Great olive oil, good wine, and excellent meat, fish and vegetables are the ingredients of the honest fare of this region. And some of the most famous Jamón Ibérico de Bellota comes from Jabugo, just down the road.
Each cottage has a small plunge pool, and a shady terrace. A barbecue is provided.
Although you will be staying in the heart of the countryside, a mere 8 Kms away is the market town of Aracena with its early Gothic church, and spectacularly beautiful cave system, Las Grutas de las Maravillas.
In town, you will find plenty of shops, from butchers, bakers, and fishmongers, to supermarkets, and there is a wide choice of restaurants, and bars should you wish to enjoy a night out.
Los Marines, 1.5Kms away, is our local village, and our favourite place to go. Our children all went to junior school here, and a few years ago the town hall adopted us officially as children of Los Marines. Here you will find several bars, some of which serve excellent home cooked meals. Los Marines is accessible by mule trail from the farm, and it takes about 30 minutes to walk over there from the cottages.
A little further west (2Kms) is Fuenteheridos, a lively larger village with several bars and restaurants.
All through the summer months there are fiestas or romerias in one village or another. The Andalusians are welcoming, and enjoy sharing their festivals and customs with visitors from abroad.
Sam and Jeannie have lived here for 30 years now, and can advise you on places to visit and sights to see.
We can inform you about local festivities which mainly take place weekends, from May to September.
Don't miss the spectacular pilgrimage to the Peña de Alájar, when pilgrims from 12 villages converge upon the small chapel where they venerate the image of La Reina de Los Angeles (Mary, Queen of the Angels).
The pilgrimage is held every year on the 8th of September. Arriving on horseback, dressed in flamenco finery, pilgrims enjoy themselves after mass, with much eating and drinking. Each village has its own cordoned-off area where people can sit and enjoy the food and drink they have brought with them to share with friends and visitors alike.
The views are spectacular, and it is a fine sight to see so many people having fun before returning to the places they have come from; walking slowly, in the wake of the bullock carts adorned with flowers and the banners of La Reina de los Angeles.
On the 6th of September, in the village of Galaroza, the young and old of the town congregate to throw water at each other. Turn up around 12 o'clock with a plastic bucket, and join in the fun!

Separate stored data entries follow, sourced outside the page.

Issue #167, opened 2020-04-29
Auto scroll to first well


dominikl:
Problem: If you open a plate with lots of empty wells around the edges, the plate can appear 'empty', especially on smaller displays. For example IDR0064, where wells start at C8:

![Screen Shot 2020-04-29 at 09 48 51](https://user-images.githubusercontent.com/6575139/80581182-b33f6500-8a04-11ea-818d-76d15afd0b01.png)

http://idr.openmicroscopy.org/webclient/?show=plate-7401

Maybe it would be possible to add some automatic scrolling to the first visible well in plate?

/cc @francesw @jburel

will-moore:
After the table html is generated and added to the page (https://github.com/ome/omero-web/blob/e5b30a74bab82dffe26a3df4cf6f57a104e9e723/omeroweb/webgateway/static/webgateway/js/ome.plateview.js#L163), should be possible to calculate the coordinates of the first Well and scroll the scrollable container https://github.com/ome/omero-web/blob/e5b30a74bab82dffe26a3df4cf6f57a104e9e723/omeroweb/webclient/templates/webclient/data/plate.html#L316

will-moore:
Will be fixed in https://github.com/ome/omero-web/pull/270

PR #260, opened 2021-02-15
Custom response headers

will-moore:
This replaces https://github.com/ome/omero-web/pull/143 (having merged in origin/master).

Add property to set custom headers in Django OMERO.web response

# What this PR does

This allows custom headers to be added to the HTTP response sent to the client by OMERO.web.
These header(s) will only be added if they're not already present in the response.

# Testing this PR

Set one or more custom headers, e.g.

```
omero config append omero.web.http_response_headers '["X-custom-header", "my value"]'
omero web start
```
Check the headers sent by OMERO.web, e.g. `curl -I localhost:4080`. You should see the custom headers you configured.

PR #270, opened 2021-03-04
constrain plate grid

### LINKED ISSUE #263: Hide empty wells
Request: Option to hide empty wells in the Plate view. See [Hide empty placeholders in Plate View in Omero.web](https://forum.image.sc/t/hide-empty-placeholders-in-plate-view-in-omero-web/49208) .

will-moore:
This PR has 2 types of changes:

# Layout changes
- This fixes #263 and is configurable - but the default behaviour has *not* changed.
- Use the new config `omero.web.plate_layout` to specify whether you want:
  - `shrink` Plate only extends from first to last Wells. Other rows/columns not shown
  - `trim` Plate extends from A1 to the last Well.
  - `expand` (default) retains the existing behaviour of expanding the grid to a factor of 12 x 8

# Other UI fixes
 - These are not configurable since they are really bug-fixes
 - When viewing a big plate (with scrollbars), when you scroll right and down, the row and column labels will remain stuck to top/left (always visible). 
 - Fixed scrolling to selected Well on loading. To test, select a Well towards bottom/right of Big plate. Copy the URL link to it and visit link in browser. When plate loads it should scroll to the selected Well
 - Thicker border for selected Well since it is currently very difficult to identify which Well is selected.
 - When zooming thumbnails, the plate should now stay centred on the same point. So if you're looking at a Well towards the bottom-right of the plate and you zoom in, it shouldn't fly out of the viewport. 

Screenshot shows:
 - Layout hasn't changed. The plate is expanded to a 384-well plate as before.
 - The URL is to a selected image (in the selected Well). This scrolls the plate to show the Well
 - The selected Well has a thicker border
 - The plate row and column names are still visible, even though we have scrolled the plate.

Screenshot 2021-04-30 at 09 53 07

EDIT: #167 not fixed by this PR.


snoopycrimecop:
Conflicting PR. Removed from build [OMERO-python-superbuild-push#621](https://merge-ci.openmicroscopy.org/jenkins/job/OMERO-python-superbuild-push/621/). See the [console output](https://merge-ci.openmicroscopy.org/jenkins/job/OMERO-python-superbuild-push/621/consoleText) for more details.
Possible conflicts:
  - PR #235 manics 'Allow a custom javascript tree key function'
    - omeroweb/settings.py
  - PR #260 will-moore 'Custom response headers'
    - omeroweb/settings.py

--conflicts

pwalczysko:
conflicts - not deployed on merge-ci

sbesson:
This PR seems to break the expectations from https://merge-ci.openmicroscopy.org/jenkins/job/OMERO-test-integration/700/testReport/junit/OmeroWeb.test.integration.test_plategrid/TestPlateGrid/test_get_plate_grid_metadata/. Should the previous default be preserved?

will-moore:
That's the question I was asking in standup last week. Do we want to change the default behaviour?
I would vote for yes - I don't see any advantage to expanding the plate, and it generally gives a poorer UI.
But happy to hear other opinions.
If we decide to change the default, the tests will need updating.

jburel:
To be clear, this PR won't be considered for the upcoming release.

sbesson:
Immediate consideration while looking at the original issue (6 wells in 384 well plates), what is the expected behavior if the wells are nota starting at A1 (e.g. consider [J-L][9-10] for the sake of discussion)? What is also the current behavior of Insight in terms of reducing the plate size grid on the left and top?

Is it worth getting back to the forum post and ask for screenshots/details of their use case? We definitely have examples with sparse plates in IDR where we could do some testing.

will-moore:
Yes, I think Insight has different handling of layout if you don't start at A1: truncating rows & columns *before* the first Well.
Whereas here we still show all the empty rows and columns before the first Well.
Having a lot of empty rows & columns at the start is a problem because we don't auto-scroll to the first Well. I think we have a feature request for that somewhere. One or other will be fine - I don't have a strong preference yet.

sbesson:
I'd definitely be inclined to loop other people in this discussion incl. @pwalczysko and @francesw who is dealing with this type of scenarios (e.g. https://idr.openmicroscopy.org/webclient/?show=screen-2603).

My 2p:

- in general, making this layout configurable certainly sounds like the easiest way forward also in terms of backwards-compatibility
- if we are supporting both plate layouts: `(0,0,round(well_x_max/12) * 12, round (well_y_max/8) * 8)` (current) and `(0, 0, well_x_max, well_y_max)`, adding a third layout `(well_x_min, well_y_min, well_x_max, well_y_max)` is easy enough in terms of code. It would mean use enums or values rather than a boolean.
- if trying to unify the behavior with Insight is in scope, would we consider turning this into a more generic `omero.client`  property?

will-moore:
Normal (new proposed default layout):

Screenshot 2021-03-09 at 11 46 35

With config:
```
$ omero config set omero.web.plate_layout "expand"
```

Screenshot 2021-03-09 at 11 50 58

```
$ omero config set omero.web.plate_layout "shrink"
```

Screenshot 2021-03-09 at 11 51 45

NB: I have also improved the scrolling of the plate so that the row and column labels stay stuck to the top/left.
And fixed the scroll on initial load to scroll the first Well into view.

I don't think we should try to replicate this in Insight.

joshmoore:
I like the "expand" / "shrink" terms. I'd just suggest coming up with a fitting term for the default in case we ever _change_ the default.

jburel:
Even if we decide not to propagate at this stage to insight, I will be more in favour of ``omero.client.xx`` properties instead of ``omero.web.xx`` We made the mistake with some properties containing "insight" in the name and use in web for example.

will-moore:
I'd prefer not to add more settings than necessary. Seems like counting in binary!
I don't think we need to support expanding bottom-right and shrinking top-left, but we *might* want to add other options.
We could rename `normal` to `regular` or `standard` etc?

Using `omero.client.xx` properties on the server makes the development a bit harder - They have to be added to a different repo - I can't even remember where now. And then you can't set different values on different `omero-web` installs for e.g. public and non-public.
Also, users might have the expectation that they would be supported in both clients.
If we don't have the intention to support in Insight now, I don't think we will in the future. No-one has requested this.

jburel:
I was thinking of other clients not necessarily developed by us so limiting it to wait to omero.web might to restrictive

will-moore:
It seems like a very edge-case use case where someone would:
 - Create an OMERO client that attempts to duplicate the webclient UI
 - Want to exactly follow the `plate_layout` setting to show the same layout

The extra dev effort doesn't seem worth it for a feature that no one has requested.
It also ties `omero-web` to the server release.

jburel:
a napari extension to display plate not only zarr plate?

sbesson:
> I'd prefer not to add more settings than necessary. Seems like counting in binary!

Fair enough, I can certainly live with a list of accepted terms if we decide on a shortlist.

> We could rename normal to regular or standard etc?

My primary issue with this terminology is that this PR actually implements a change in the OMERO.web standard layout for plates. So calling the new behavior `standard` would feel fairly confusing to me. Trying to come up with alternatives: `fit`, `tight`, `minimal`

snoopycrimecop:
Conflicting PR. Removed from build [OMERO-python-superbuild-push#626](https://merge-ci.openmicroscopy.org/jenkins/job/OMERO-python-superbuild-push/626/). See the [console output](https://merge-ci.openmicroscopy.org/jenkins/job/OMERO-python-superbuild-push/626/consoleText) for more details.
Possible conflicts:
    - omeroweb/webclient/templates/webclient/data/plate.html

--conflicts

snoopycrimecop:
Conflicting PR. Removed from build [OMERO-python-superbuild-push#627](https://merge-ci.openmicroscopy.org/jenkins/job/OMERO-python-superbuild-push/627/). See the [console output](https://merge-ci.openmicroscopy.org/jenkins/job/OMERO-python-superbuild-push/627/consoleText) for more details.
Possible conflicts:
    - omeroweb/webclient/templates/webclient/data/plate.html

--conflicts

will-moore:
@sbesson - Trying to think of better names, but struggling.
I think `shrink` and `expand` are good (I see that Josh agrees). So what comes in-between in terms of size, and doesn't involve "shrinking", "expanding" or really changing the size in any way - since if you've got a plate that has `C4` in it, then I think it will also have `A1` in it (even if the well is empty), without having to "expand".
So, if `standard` is no good, then I think `regular` is OK, since `shrink, regular, expand` is like `small, regular, large`.
I don't know that the naming *has* to reflect that there was a change. I wouldn't want the naming to be less clear forever into the future, just because the original behaviour was was once to `expand`. And if we changed the default to `shrink` or `expand` in the future, I think that `shrink, regular, expand` would still be valid?

ctrueden:
More words: trimmed; cropped to content.

Alternately, you could sidestep the naming conundrum here by calling the properties `omero.client.plate_layout.expand_top_left` and `omero.client.plate_layout.expand_bottom_right` with values `true` and `false` (or `yes` and `no`—whatever is consistent with other boolean properties).

will-moore:
NB: If this is going into a point release and we don't want to change the behaviour, we can leave the default to be "expand", then switch the default to e.g. "regular" at a later Major release if agreed?

joshmoore:
Guess I don't see anything "regular" about the current behavior. I could see "cropped" but often that's an "remove-from-all-sides" kind of thing thing, more like "shrink".

"trim" has a nice "remove-the-least-stuff" feel. (Thanks, @ctrueden) After just this discussion, I can see needing more properties in the future (:wink:) but I assume we don't want that complexity yet. Perhaps if/when that becomes, we could add `plate_layout=advanced` with related properties.

My vote would be: `shrink, trim (default), expand`

sbesson:
I'll leave others to assess whether the change in the default UI behavior is worth a major version increment. It would feel unfortunate to have to bump to omero.web 6 for this type of feature.

Looking forward to seeing this change in an upcoming release as I could see testing the `shrink` configuration in the context of the upcoming `idr0072` dataset, maybe via  a pre-release?

sbesson:
Tested in the context of IDR. The `idr0064` study e.g. https://idr.openmicroscopy.org/webclient/?show=screen-2751 are good examples of plates where the data appears far enough from  A1 that it can look missing depending on your screen resolution

Screenshot 2021-03-22 at 11 43 08

With this PR deployed, without any configuration change i.e. selecting `trim` by default, clicking on the plate first displays a grid starting at A1 with loading thumbnails

Screenshot 2021-03-22 at 11 42 08

then updates the view to have C8 in the top-left corner.

Screenshot 2021-03-22 at 11 42 10

Scrolling to the bottom right reveals, that G17 is now the last accessible well

Screenshot 2021-03-22 at 11 43 27

I will test the `shrink` layout as a follow-up but overall I think this provides an UI improvement for some of the sparse HCS datasets. Two immediate questions:

- the 2-step update of the grid (triggered by the loaded thumbnails?) feels a bit strange. Would it be possible to compute the first well position before drawing the grid and completely skip the first step?
- the horizontal and vertical lines delimiting the row and column names have disappeared. Is this by design (or related to another open PR)?

sbesson:
With `omero.web.plate_layout` set to `shrink`, I see the same UI behavior as for `trim`

Screenshot 2021-03-22 at 13 45 00

will-moore:
> the 2-step update of the grid (triggered by the loaded thumbnails?) feels a bit strange.

Yes - unfortunately we don't know the coordinates of the first well until the thumbnails have loaded because the thumbnail aspect ratio is not known.
I guess if we assume that all thumbnails are the same shape, then we just need to add that info to the plate metadata we're loading so that the JavaScript can access it. I'll see what this looks like... 

> the horizontal and vertical lines delimiting the row and column names have disappeared.

I'm not sure what you mean. For comparison, this is a current screenshot from IDR:
http://idr.openmicroscopy.org/webclient/?show=plate-7815

Screenshot 2021-03-22 at 14 37 36

will-moore:
Is there some similar data that I can test this with?
`shrink` is working for me locally. I can create some test data on `merge-ci` so we can see it working (or not) there too.
But there might be some difference between my test data and yours?

will-moore:
Test Plate created at https://merge-ci.openmicroscopy.org/web/webclient/?show=plate-33805

will-moore:
I've set `omero config set omero.web.plate_layout shrink` on merge-ci web deploy, so we can check after next deploy.

sbesson:
Retested with some other IDR data and I can now see the `shrink` effect

Screenshot 2021-03-22 at 14 57 56

I suspect the difference will appear when you load plates containing empty wells e.g. the synthetic wells created by https://github.com/IDR/idr0064-goglia-erkdynamics/blob/master/screens/1.1.screen for idr0064.

For sparse HCS data like single columns, this is what `shrink` looks like

Screenshot 2021-03-22 at 14 58 51

sbesson:
> I'm not sure what you mean. For comparison, this is a current screenshot from IDR:
http://idr.openmicroscopy.org/webclient/?show=plate-7815 

Taking this example plate without this PR:

Screenshot 2021-03-22 at 15 04 12

vs

Screenshot 2021-03-22 at 15 04 14

I am wondering about the border line left of column 1 and on top of row A. Very minor and I like the extra space between the column name and the wells.

will-moore:
@sbesson After more than an hour, I figured out how to preserve the borders of the row/column labels
The tricky was https://developer.mozilla.org/en-US/docs/Web/CSS/border-collapse

Screenshot 2021-03-22 at 17 54 07

However, that change has a small affect on the space around the 'selected' Well, so that it changes the size of the Well when it is selected, which causes all the Wells to the bottom/right of it to shift. This isn't very nice, so if I can't find a fix we might have to roll back.
But I also want to try and increase the width of the blue selected border, since I find it very hard to identify the selected Well. I gave up on this earlier: with rectangular Wells of unknown aspect ratio, it's very hard to make them shrink (to show a thicker border) without changing overall size. 
But, if I load the actual aspect ratio as mentioned above, this may help here too...

will-moore:
@sbesson I fixed the '2-step' update on loading. Now it should just instantly load with the correct layout and scroll position without waiting for thumbnails (see updated description).

sbesson:
@will-moore thanks. With the last set of commits, I confirm that the view immediately scrolls to the first populated well before starting the thumbnail loading.

While dealing with sparse plates using the default webclient view, this feels like a huge improvement to me as you maximize the usage of the center panel to display real data wherever possible instead of stub wells.  Taking `idr0064` as a representative example, this is the workflow in current IDR

recording

and with this PR included

recording (1)

As a side note, while reviewing the different plate layouts with @francesw in the context of the IDR screens, we found that the auto-scrolling was the key functionality here and the `expand` plate  layout still felt like the best UI option, as it reflects the fact the data comes from a subset of a 96, 384, 1536 wells plate.
There might be a case for keeping `expand` as the default value but I can see the unification with the default OMERO.insight UI as the driver so I am not strongly opinionated either way.

Including the Glencoe team in the loop of this proposed change to confirm there is no impact on their workflow as they are routinely dealing with HCS data including sparse layouts  @callan, @erindiel, @emilroz, @kkoz and @knabar

callan:
@sbesson perhaps you meant to ping @chris-allan? 😄

sbesson:
> @sbesson perhaps you meant to ping @chris-allan? 😄

Yes. Sorry about the spam. 🤦

will-moore:
With that last commit, I've found a way to switch back to using CSS to resize thumbnails when using the slider, so there shouldn't be any performance issues with the change. But a few pieces were changed (selection etc) so needs a good test

chris-allan:
I really like the options available here.

The only thing I'd be very careful of is making assumptions that instant image visibility is necessarily the most important workflow for all people or that a universal client wide setting is going to be sufficient. I certainly appreciate that the driver for this PR was an instance of direct user feedback. However, at the many deployments we have performed over many years and the 10s of thousands of plates that are imported into these systems we have not once heard a similar feedback.

Obviously, there are lots of different types of consumers of HCS data. Some are going to care deeply about and have workflows that depend on the physical plate layout, others are not going to care at all.

Before we go making changes to the defaults let's consider the implications on the potential silent majority.

/cc @emilroz, @erindiel

will-moore:
Apologies for dropping this. Based on the feedback from @sbesson and @chris-allan, I'm happy to revert the default plate layout so as to retain the current behaviour.
I'll re-list for testing since there's a couple of commits since it was last tested.
To test the latest changes, need to zoom thumbnails with the slider.

pwalczysko:
@will-moore 
Maybe there is a typo in the header of this PR ?
Screenshot 2021-04-27 at 10 53 18
Not so impotant about the typo, but is there a second issue which this PR is addressing ? If yes, which one ? Atm, the second link points to this very PR (circular behaviour)

will-moore:
Thanks @pwalczysko. Fixed - I meant #167.

pwalczysko:
The zooming in and scrolling and panning, as well as the well selection marker and the visibility of the column and row headers are improved and work as expected on merge-ci. Nevertheless, as discussed with @will-moore , there is a need to summarize the state of the PR, expected behaviour and whether the testing of the last commits is sufficient as done here by myself. This could go into the header of the PR, which is at present very outdated.

will-moore:
@sbesson - I think this is good to merge now. Let me know if you need anything else from me...

sbesson:
Apologies, I am afraid the merging of #284 creates some conflicts (probably on the docstrings), could you merge `origin/master` into this branch?

snoopycrimecop:
Conflicting PR. Removed from build [OMERO-python-superbuild-push#684](https://merge-ci.openmicroscopy.org/jenkins/job/OMERO-python-superbuild-push/684/). See the [console output](https://merge-ci.openmicroscopy.org/jenkins/job/OMERO-python-superbuild-push/684/consoleText) for more details.
Possible conflicts:
  - Upstream changes
    - omeroweb/webgateway/views.py

--conflicts

sbesson:
Quickly retested with and without this PR using a plate with wells B6, B7, B8, E7, E8, E9.

- the default layout behavior remains to expand the layout to a 96 wells plate
- well/field of view have a thicker border when selected
- the column/row names are visible when scrolling through the plates
- when zooming in/out, the context is not lost when a well is selected.
- when selecting the plate, the scrollbar are automatically adjusted to have B6 in the top-left.

Regarding the last point, the ability to make the first well instantly visible had been discussed in the context of IDR sparse plates like https://idr.openmicroscopy.org/webclient/?show=plate-9462 and would certainly be beneficial to enable in an upcoming deployment.
Given the  concerns expressed by @chris-allan in https://github.com/ome/omero-web/pull/270#issuecomment-810083240 about client assumptions including instant image visibility, I would leave him to comment on whether such behavior change is acceptable of whether it should also be made configurable.

will-moore:
Just checking the scroll-to-first-Well behaviour on a few more Plates, I noticed a bug if the first Well isn't the left-most Well e.g. at https://merge-ci.openmicroscopy.org/web/webclient/?show=plate-23055 (user-3). Fixed in that last commit to make sure the horizontal scroll goes to the left-most Well, not the first Well in the Plate.

will-moore:
Re: scrolling to the first Wells when Plate loads - Currently this PR will scroll to the put the first Well in the top-left of the viewport, even if the Well wasn't originally outside the viewport. An alternative is to ONLY scroll to the first Well if it's not within the viewport (if NO Wells are visible when the Plate is loaded). 
That would mean that scrolling would happen less frequently, but would still fix #167 (which I think is a bug).
This might reduce any need to make the scrolling behaviour configurable? cc @chris-allan ?

chris-allan:
The change in 15b0af88bd5630cfdf6e9ff3c6cc07efade6d167 is definitely an improvement to the design in my opinion. Focusing on the first well vertically definitely has the problems you experienced when also worrying about the first well horizontally. The reverse is also true. Personally, I don't consider #167 to be a bug but rather a deliberate long standing design decision: to focus on display of the physical Plate layout. To say one Well is more important than another to display first just because it happens to have an Image present at the currently selected field seems like reaching to me.

As I outlined previously, I have real problems with changing the default behaviour. It's my opinion that we are just as likely to annoy people by scrolling the viewport as we are to appease them.

will-moore:
So, is the next step to make the scrolling configurable? If so, what is the default (to auto-scroll to show a Well or not)?
Part of my reluctance to add a config for everything is that they are not tested very well, but if we could configure IDR with `scroll = true` then at least we'd see any issues there.

will-moore:
@chris-allan I have removed the auto-scroll to first Well when plate loads (#167 is not "fixed" by this PR).
PR description updated.

Hopefully that was the last outstanding issue here and the rest of the fixes and improvements can be merged.

will-moore:
@chris-allan You OK with this PR now? It now *only* contains bug fixes. The change in scrolling was removed and plate layout is configurable but unchanged by default.

will-moore:
@chris-allan If you are OK with the changes here now, are you happy for others on the OME team to review, approve etc?

chris-allan:
Thanks, @will-moore. Great work on all the bug fixes and the new functionality. I have no concerns functionality wise with the PR as it stands.

sbesson (approved):
Retested the three proposed layouts

`expand` (default)
Screenshot 2021-09-02 at 16 09 11

`shrink`

Screenshot 2021-09-02 at 15 44 16

`trim`

Screenshot 2021-09-02 at 16 02 05

All works as expected. Also tested the usability fixes when selecting a well, zooming in and out and scrolling. All works as expected. Merging for inclusion in the pre-release

PR #276, opened 2021-03-10
Handle show object in invalid group

### LINKED ISSUE #236: Bug: webclient gets into endless loop because of group context
- Have a user (username "free") with some images in a group A. 
- the admin removes the "free" user from group A
- the user is not able to access their images in webclient anymore (expected)
- the user is able to find their images in group A still using the CLI command ``omero fs images``
- the user harvests the ID of the image found using ``omero fs images`` and goes ahead in the webclient to search for that image
- the search gets into an endless loop, where webclient is loading something in 1-2 sec intervals, then falls back onto the empty central pane

See video of this behaviour in  https://openmicroscopy.slack.com/archives/C0K5EED3R/p1602066661046100

cc @will-moore @mtbc @joshmoore

will-moore:
Fixes #236 

To test:
 - Remove a user from a group where they have some data e.g. a Project (remember it's ID)
 - Log them out, then log them in again, and try to load the project: `/webclient/?show=project-1`
 - The webclient should load showing their default group (but not finding any Project) - instead of recursively re-loading the page.

### DIFF
--- a/omeroweb/webclient/views.py
+++ b/omeroweb/webclient/views.py
@@ -446,7 +446,11 @@ def _load_template(request, menu, conn=None, url=None, **kwargs):
 
     # need to be sure that tree will be correct omero.group
     if first_sel is not None:
-        switch_active_group(request, first_sel.details.group.id.val)
+        group_id = first_sel.details.group.id.val
+        if conn.isValidGroup(group_id):
+            switch_active_group(request, group_id)
+        else:
+            first_sel = None
 
     # search support
     init = {}


pwalczysko:
I have the behaviour repeated now without this PR on https://merge-ci.openmicroscopy.org/web/webclient/?show=project-33957, login as import_test_user.

Will check when this PR is in the build.

pwalczysko:
this works on merge-ci now as expected. Logging in and out as different users, going via Search or just clicking on the link had the expected effect of landing in the default group of the user in question. No bliniking, the public user could be navigated too, and the login button worked also for other users.

Ready to merge fmpov

pwalczysko (approved):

In June, the men of Los Marines go out into the countryside and cut down a tall poplar tree. This is carried into the village on their shoulders, and then erected in the village square, with much huffing and puffing as men haul on ropes.
In November in Aracena, the children spear dry chestnut leaves onto long stakes, and then on 6th December these are ignited from large bonfires in the village streets. The flaming poles are whirled round and around in the dark night.
In August, at Cortelazor, on the last night of the village fiesta a man runs through the streets with rockets firing off in all directions. He is known as the Toro de Fuego and sports a pair of bull horns.
There's always something to do and something to see. The Spanish know how to party!